»Schönheit erhitzt, und wenn sie noch dazu so heiter und klug daherkommt, weise und jung zugleich, dann verfällt man ihr und ist – man weiß nicht warum – für einen Moment glücklich«, schrieb Arno Widmann über Cees Nootebooms Gedichtband So könnte es sein. In Licht überall nun geht es um die Crux des menschlichen Lebens: niemand zu sein und nirgends, und gleichzeitig jemand zu sein und hier. »Voll heiterer Verzweiflung«, mit weiser Ironie und sinnlicher Lust am Konkreten geht Cees Nooteboom in seinem neuen Gedichtband dem Da-Sein auf den Grund.

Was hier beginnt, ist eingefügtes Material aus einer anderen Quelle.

PR #527, opened 2023-09-12
feat: Const nodes are built with some extension requirements

### LINKED ISSUE #525: Extension inference for Const nodes

croyzor:
When using builder methods to put `Const` nodes on the graph, users must pass an extra "provenance" argument which specifies which extension the type of the constant value is coming from. The argument is an `Option`, where `None` means that the constant is of a built-in type (like our true and false predicates).

The `Const` nodes will be added to the graph with `input_extensions` which are either the empty set or the singleton set of the const value's provenance. Constant loading methods in the builder will make the `LoadConst` node's `input_extensions` match those of the constant it's connected too.

This also adds a constraint to extension inference that extension requirements are the same on both ends of `Static` and `ControlFlow` edges.

Resolves #525

### DIFF
--- a/src/builder/build_traits.rs
+++ b/src/builder/build_traits.rs
@@ -62,10 +62,7 @@ pub trait Container {
         Ok(Wire::new(src, src_port))
     }
 
-    /// Add a constant value to the container and return a handle to it. The
-    /// `provenance` argument says which extension the type and value of the
-    /// constant comes from. If it is `None`, then the constant must be a built
-    /// in type.
+    /// Add a constant value to the container and return a handle to it.
     ///
     /// # Errors
     ///
--- a/src/builder/build_traits.rs
+++ b/src/builder/build_traits.rs
@@ -17,7 +17,7 @@ use crate::{
     types::EdgeKind,
 };
 
-use crate::extension::{ExtensionRegistry, ExtensionSet, PRELUDE_REGISTRY};
+use crate::extension::{ExtensionId, ExtensionRegistry, ExtensionSet, PRELUDE_REGISTRY};
 use crate::types::{FunctionType, Signature, Type, TypeRow};
 
 use itertools::Itertools;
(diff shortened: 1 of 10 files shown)


src/extension/infer.rs
```diff
@@ -323,10 +323,11 @@ impl UnificationContext {
...
             let sig: &OpType = hugr.get_nodetype(tgt_node).into();
             // Incoming ports with a dataflow edge
-            for port in hugr
-                .node_inputs(tgt_node)
-                .filter(|src_port| matches!(sig.port_kind(*src_port), Some(EdgeKind::Value(_))))
-            {
+            for port in hugr.node_inputs(tgt_node).filter(|src_port| {
+                matches!(sig.port_kind(*src_port), Some(EdgeKind::Value(_)))
+                    || matches!(sig.port_kind(*src_port), Some(EdgeKind::Static(_)))
+                    || matches!(sig.port_kind(*src_port), Some(EdgeKind::ControlFlow))
```
croyzor, line 329: Adding `ControlFlow` edges as a generator of constraints is kind of irrelevant to this PR, just a drive-by

acl-cqc:
Just a thought @croyzor but couldn't a constant require multiple extensions. For example, a List (that requires the collections extension) of Floats (requiring the arithmetic extension)....you get the idea.

Now, does an empty list of Floats require the arithmetic extension too? Ymmv....

Seems to me it ought to be possible to figure the extensions out from the `Value` rather than passing it separately, too.

src/extension/infer.rs
acl-cqc: I'd strongly suggest moving this into #529. It makes that more self-contained, more obviously complete (!), and it's really not relevant here

acl-cqc: Also, can you do `matches!(sig.port_kind(*src_port), Some(EdgeKind::Value(_)) | Some(EdgeKind::Static(_)) | Some(EdgeKind:ControlFlow))`? That's possible in normal patterns (outside `matches!`), so maybe it works there too...

croyzor: Removed the ControlFlow match

src/hugr/hugrmut.rs
```diff
@@ -60,6 +60,14 @@ pub trait HugrMut: HugrView + HugrMutInternals {
         self.hugr_mut().add_op_before(sibling, op)
     }
 
+    /// A generalisation of [`HugrMut::add_op_before`], needed temporarily until
+    /// add_op type methods all default to creating nodes with open extensions.
```
cqc-alec, line 64: Is there a github issue for this we could reference?

src/builder/build_traits.rs
```diff
@@ -62,14 +62,21 @@ pub trait Container {
         Ok(Wire::new(src, src_port))
     }
 
-    /// Add a constant value to the container and return a handle to it.
+    /// Add a constant value to the container and return a handle to it. The
+    /// `provenance` argument says which extension the type and value of the
```
cqc-alec, line 66: No `provenance` argument...

src/hugr/hugrmut.rs
croyzor: #424 - I'll add it to the comment

src/builder/build_traits.rs
croyzor: Removed

cqc-alec (approved):

PR #2075, opened 2025-04-10
feat!: Allow generic Nodes in HugrMut insert operations

aborgna-q:
`insert_hugr`, `insert_from_view`, and `insert_subgraph` were written before we made `Node` a type generic, and incorrectly assumed the return type maps were always `hugr::Node`s.

The methods were either unusable or incorrect when using generic `HugrView`s source/targets with non-base node types.

This PR fixes that, and additionally allows us us to have `SiblingSubgraph::extract_subgraph` work for generic `HugrViews`.

BREAKING CHANGE: Added Node type parameters to extraction operations in `HugrMut`.


tatiana-s (approved):
I am not too familiar with this part of the codebase but generally looks good to me 👍

PR #2084, opened 2025-04-15
feat(hugr-py): move in result classes from guppylang

ss2165:
Guppy PR: https://github.com/CQCL/guppylang/pull/918


aborgna-q (commented):
LGTM, I'm just worried about polluting the library's root namespace.

Should we have this in `hugr.qsystems.result`, or `hugr.extension.qsystem` (to mimic the rust crate) instead?

ss2165:
good point  - I like `hugr.qsystem.result`

aborgna-q (approved):

PR #2093, opened 2025-04-16
feat!: remove ExtensionValue

### LINKED ISSUE #1595: Remove values in extensions
Use case isn't clear, can always be replaced with a no-input operation that returns the value. See also #1425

Licht überall versammelt Gedichte aus den vergangenen zehn Jahren und zeigt den großen Romancier, Reiseschriftsteller und Essayisten als einen, dem die Lyrik seit Beginn seines Schreibens der wichtigste Wegbegleiter ist.
Cees Nooteboom, geboren 1933 in Den Haag, lebt in Amsterdam und auf Menorca. Sein Werk wurde mit zahlreichen Preisen ausgezeichnet, u. a. dem Literaturpreis der Konrad-Adenauer-Stiftung 2010 und dem Prijs der Nederlandse Letteren 2009.
Licht überall
Gedichte
Aus dem Niederländischen von Ard Posthuma
Suhrkamp
Die Originalausgabe erschien 2012 unter dem Titel Licht overal bei Uitgeverij De Bezige Bij, Amsterdam.
Textgrundlage dieses eBooks ist die 1. Auflage der gedruckten Version gleichnamigen Titels.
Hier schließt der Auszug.